### Task to carry out
Search term "needed": please show all lines in the listing that contain it.

### Extracted entries
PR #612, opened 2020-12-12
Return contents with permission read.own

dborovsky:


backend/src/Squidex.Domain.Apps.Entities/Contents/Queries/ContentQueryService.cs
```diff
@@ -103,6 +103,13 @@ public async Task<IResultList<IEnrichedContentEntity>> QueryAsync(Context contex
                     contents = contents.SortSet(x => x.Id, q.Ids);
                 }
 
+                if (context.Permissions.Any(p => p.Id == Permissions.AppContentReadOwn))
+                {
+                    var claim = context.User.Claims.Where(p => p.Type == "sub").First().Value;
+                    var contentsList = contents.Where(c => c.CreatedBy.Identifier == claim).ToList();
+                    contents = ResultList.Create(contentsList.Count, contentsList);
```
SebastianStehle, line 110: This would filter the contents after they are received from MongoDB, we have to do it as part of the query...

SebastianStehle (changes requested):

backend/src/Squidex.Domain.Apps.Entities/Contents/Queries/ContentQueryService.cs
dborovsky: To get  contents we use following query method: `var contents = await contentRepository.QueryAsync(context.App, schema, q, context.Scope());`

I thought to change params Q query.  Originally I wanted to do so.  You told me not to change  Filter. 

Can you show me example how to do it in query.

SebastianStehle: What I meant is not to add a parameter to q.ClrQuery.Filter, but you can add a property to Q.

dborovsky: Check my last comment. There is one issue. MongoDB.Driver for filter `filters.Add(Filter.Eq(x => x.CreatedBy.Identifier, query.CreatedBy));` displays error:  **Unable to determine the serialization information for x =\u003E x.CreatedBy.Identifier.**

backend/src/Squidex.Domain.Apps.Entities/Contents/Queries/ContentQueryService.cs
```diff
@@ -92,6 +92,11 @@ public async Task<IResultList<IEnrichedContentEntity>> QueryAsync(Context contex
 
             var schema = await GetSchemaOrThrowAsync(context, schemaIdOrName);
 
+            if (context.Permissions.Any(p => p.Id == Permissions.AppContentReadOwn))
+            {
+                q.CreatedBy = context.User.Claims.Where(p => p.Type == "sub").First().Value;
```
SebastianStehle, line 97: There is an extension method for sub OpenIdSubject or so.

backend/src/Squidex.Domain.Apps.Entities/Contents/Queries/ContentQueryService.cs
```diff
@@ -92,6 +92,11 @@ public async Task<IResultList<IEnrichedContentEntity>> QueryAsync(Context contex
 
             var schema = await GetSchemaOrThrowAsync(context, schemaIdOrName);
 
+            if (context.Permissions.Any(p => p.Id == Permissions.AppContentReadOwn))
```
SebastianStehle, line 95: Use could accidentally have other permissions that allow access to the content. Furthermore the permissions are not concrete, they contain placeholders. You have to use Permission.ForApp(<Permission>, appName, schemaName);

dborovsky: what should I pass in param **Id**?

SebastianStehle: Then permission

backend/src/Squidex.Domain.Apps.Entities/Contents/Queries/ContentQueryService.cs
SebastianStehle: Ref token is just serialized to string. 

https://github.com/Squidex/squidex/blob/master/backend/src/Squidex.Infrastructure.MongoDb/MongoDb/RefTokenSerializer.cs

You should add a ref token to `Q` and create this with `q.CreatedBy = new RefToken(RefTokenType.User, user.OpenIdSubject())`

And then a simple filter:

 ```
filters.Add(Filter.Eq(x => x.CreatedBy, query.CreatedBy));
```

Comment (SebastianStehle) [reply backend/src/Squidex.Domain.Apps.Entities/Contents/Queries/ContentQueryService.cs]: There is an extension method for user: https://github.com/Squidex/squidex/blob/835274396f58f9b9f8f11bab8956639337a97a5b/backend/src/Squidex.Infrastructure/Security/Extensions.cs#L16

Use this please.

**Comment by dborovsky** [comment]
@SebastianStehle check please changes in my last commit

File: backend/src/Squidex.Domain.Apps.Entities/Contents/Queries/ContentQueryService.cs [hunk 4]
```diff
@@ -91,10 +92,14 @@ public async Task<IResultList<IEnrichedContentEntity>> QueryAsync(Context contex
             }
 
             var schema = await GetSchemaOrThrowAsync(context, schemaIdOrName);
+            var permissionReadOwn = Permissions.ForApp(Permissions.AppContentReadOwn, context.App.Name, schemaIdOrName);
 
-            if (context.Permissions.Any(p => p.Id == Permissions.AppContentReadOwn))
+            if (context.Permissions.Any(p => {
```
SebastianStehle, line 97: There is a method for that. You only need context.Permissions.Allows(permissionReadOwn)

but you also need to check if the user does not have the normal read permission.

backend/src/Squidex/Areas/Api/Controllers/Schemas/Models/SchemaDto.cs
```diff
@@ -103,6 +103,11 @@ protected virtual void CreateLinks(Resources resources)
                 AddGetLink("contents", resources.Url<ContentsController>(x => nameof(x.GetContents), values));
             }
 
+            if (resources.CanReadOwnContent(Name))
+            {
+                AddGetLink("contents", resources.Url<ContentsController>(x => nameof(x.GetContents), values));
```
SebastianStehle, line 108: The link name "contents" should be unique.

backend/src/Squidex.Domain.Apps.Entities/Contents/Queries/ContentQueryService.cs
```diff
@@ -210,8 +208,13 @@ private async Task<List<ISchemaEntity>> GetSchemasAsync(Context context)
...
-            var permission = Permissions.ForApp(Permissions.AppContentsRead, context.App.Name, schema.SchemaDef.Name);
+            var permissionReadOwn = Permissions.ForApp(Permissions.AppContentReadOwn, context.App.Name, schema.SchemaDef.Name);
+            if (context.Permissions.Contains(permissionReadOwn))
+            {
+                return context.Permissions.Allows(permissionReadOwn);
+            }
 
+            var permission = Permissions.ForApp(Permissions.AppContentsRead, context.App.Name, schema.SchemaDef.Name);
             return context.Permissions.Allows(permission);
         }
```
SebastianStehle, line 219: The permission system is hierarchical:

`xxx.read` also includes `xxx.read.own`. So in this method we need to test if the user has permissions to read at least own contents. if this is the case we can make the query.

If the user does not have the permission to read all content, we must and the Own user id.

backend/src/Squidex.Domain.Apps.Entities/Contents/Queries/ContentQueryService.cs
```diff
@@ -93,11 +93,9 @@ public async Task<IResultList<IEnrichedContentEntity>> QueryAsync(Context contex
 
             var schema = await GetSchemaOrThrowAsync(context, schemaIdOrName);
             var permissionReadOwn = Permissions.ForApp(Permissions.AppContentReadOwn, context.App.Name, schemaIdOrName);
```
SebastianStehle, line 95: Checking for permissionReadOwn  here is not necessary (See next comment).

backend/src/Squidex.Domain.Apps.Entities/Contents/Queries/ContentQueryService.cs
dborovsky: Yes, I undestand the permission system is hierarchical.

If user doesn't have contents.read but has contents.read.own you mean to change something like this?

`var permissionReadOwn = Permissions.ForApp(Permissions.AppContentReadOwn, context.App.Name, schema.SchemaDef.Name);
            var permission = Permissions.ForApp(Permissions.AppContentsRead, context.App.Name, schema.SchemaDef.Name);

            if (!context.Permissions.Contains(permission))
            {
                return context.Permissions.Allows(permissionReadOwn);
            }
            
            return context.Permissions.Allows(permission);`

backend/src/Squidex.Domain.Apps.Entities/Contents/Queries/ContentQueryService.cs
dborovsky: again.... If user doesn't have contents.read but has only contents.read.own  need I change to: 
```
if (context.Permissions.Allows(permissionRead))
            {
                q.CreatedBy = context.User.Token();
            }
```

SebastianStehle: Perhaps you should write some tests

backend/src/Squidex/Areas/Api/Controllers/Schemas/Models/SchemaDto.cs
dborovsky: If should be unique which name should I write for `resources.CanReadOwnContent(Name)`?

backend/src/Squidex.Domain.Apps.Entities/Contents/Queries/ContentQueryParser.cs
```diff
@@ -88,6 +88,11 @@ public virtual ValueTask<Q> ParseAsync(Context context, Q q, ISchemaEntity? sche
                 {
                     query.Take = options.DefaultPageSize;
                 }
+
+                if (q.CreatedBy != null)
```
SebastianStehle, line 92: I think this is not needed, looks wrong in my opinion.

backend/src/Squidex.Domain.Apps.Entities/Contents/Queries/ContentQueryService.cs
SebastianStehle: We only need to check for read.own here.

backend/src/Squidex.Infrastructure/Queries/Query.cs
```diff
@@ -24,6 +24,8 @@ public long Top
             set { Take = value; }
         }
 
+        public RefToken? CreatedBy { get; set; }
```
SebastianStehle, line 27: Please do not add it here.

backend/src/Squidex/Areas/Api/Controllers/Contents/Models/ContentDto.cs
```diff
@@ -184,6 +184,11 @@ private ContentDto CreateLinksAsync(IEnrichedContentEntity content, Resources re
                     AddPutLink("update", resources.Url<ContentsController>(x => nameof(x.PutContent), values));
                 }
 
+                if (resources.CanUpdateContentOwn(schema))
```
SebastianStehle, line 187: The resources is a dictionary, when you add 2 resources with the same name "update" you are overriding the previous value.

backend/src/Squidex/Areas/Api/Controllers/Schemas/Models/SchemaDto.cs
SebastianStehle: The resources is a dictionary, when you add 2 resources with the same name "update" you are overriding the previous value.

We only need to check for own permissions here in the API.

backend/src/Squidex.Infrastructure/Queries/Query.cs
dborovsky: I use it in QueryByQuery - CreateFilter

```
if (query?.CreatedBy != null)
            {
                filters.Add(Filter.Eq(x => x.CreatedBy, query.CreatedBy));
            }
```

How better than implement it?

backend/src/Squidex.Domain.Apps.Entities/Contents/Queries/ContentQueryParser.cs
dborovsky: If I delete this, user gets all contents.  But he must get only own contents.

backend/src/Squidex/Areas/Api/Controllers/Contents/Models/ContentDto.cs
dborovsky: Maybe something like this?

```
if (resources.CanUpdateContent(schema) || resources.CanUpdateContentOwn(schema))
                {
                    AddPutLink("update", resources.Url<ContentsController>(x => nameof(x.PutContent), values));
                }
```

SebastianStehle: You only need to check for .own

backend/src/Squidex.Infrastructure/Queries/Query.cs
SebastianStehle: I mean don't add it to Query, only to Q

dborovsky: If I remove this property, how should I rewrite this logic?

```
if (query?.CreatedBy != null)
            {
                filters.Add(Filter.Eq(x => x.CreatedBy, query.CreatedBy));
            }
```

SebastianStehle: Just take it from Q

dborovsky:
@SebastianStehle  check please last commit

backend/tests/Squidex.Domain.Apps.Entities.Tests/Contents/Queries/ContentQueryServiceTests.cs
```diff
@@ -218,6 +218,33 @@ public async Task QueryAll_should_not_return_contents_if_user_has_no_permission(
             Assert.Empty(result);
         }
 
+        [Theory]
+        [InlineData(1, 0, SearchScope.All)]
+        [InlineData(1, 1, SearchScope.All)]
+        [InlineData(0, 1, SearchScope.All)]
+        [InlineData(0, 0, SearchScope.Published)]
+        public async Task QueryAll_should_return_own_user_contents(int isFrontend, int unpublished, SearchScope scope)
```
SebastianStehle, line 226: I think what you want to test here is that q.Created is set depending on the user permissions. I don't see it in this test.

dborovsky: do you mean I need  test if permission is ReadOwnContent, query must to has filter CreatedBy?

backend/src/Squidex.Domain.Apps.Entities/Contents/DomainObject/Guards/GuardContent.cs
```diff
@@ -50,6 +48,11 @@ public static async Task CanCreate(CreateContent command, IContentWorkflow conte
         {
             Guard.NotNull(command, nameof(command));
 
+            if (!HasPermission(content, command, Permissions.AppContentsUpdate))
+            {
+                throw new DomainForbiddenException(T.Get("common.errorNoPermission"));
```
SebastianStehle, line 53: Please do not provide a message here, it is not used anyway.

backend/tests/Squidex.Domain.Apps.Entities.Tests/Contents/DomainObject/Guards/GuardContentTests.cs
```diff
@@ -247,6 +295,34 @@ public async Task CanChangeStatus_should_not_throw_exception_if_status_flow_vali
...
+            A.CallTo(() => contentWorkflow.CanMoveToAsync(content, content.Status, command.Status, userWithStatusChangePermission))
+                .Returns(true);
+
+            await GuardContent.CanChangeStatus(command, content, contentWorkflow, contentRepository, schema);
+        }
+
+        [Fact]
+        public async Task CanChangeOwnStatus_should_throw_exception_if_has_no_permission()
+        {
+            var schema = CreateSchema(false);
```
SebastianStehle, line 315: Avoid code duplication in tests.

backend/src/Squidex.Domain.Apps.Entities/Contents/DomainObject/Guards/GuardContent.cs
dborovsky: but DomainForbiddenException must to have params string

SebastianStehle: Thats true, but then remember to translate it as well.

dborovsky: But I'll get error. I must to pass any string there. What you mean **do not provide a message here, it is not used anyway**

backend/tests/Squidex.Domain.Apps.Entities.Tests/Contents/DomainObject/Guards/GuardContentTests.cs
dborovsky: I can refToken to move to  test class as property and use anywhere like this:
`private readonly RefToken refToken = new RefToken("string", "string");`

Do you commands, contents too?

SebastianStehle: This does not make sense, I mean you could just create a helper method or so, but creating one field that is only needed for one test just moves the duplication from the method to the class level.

### Answer for this exercise
SebastianStehle, line 92: I think this is not needed, looks wrong in my opinion.
SebastianStehle: This does not make sense, I mean you could just create a helper method or so, but creating one field that is only needed for one test just moves the duplication from the method to the class level.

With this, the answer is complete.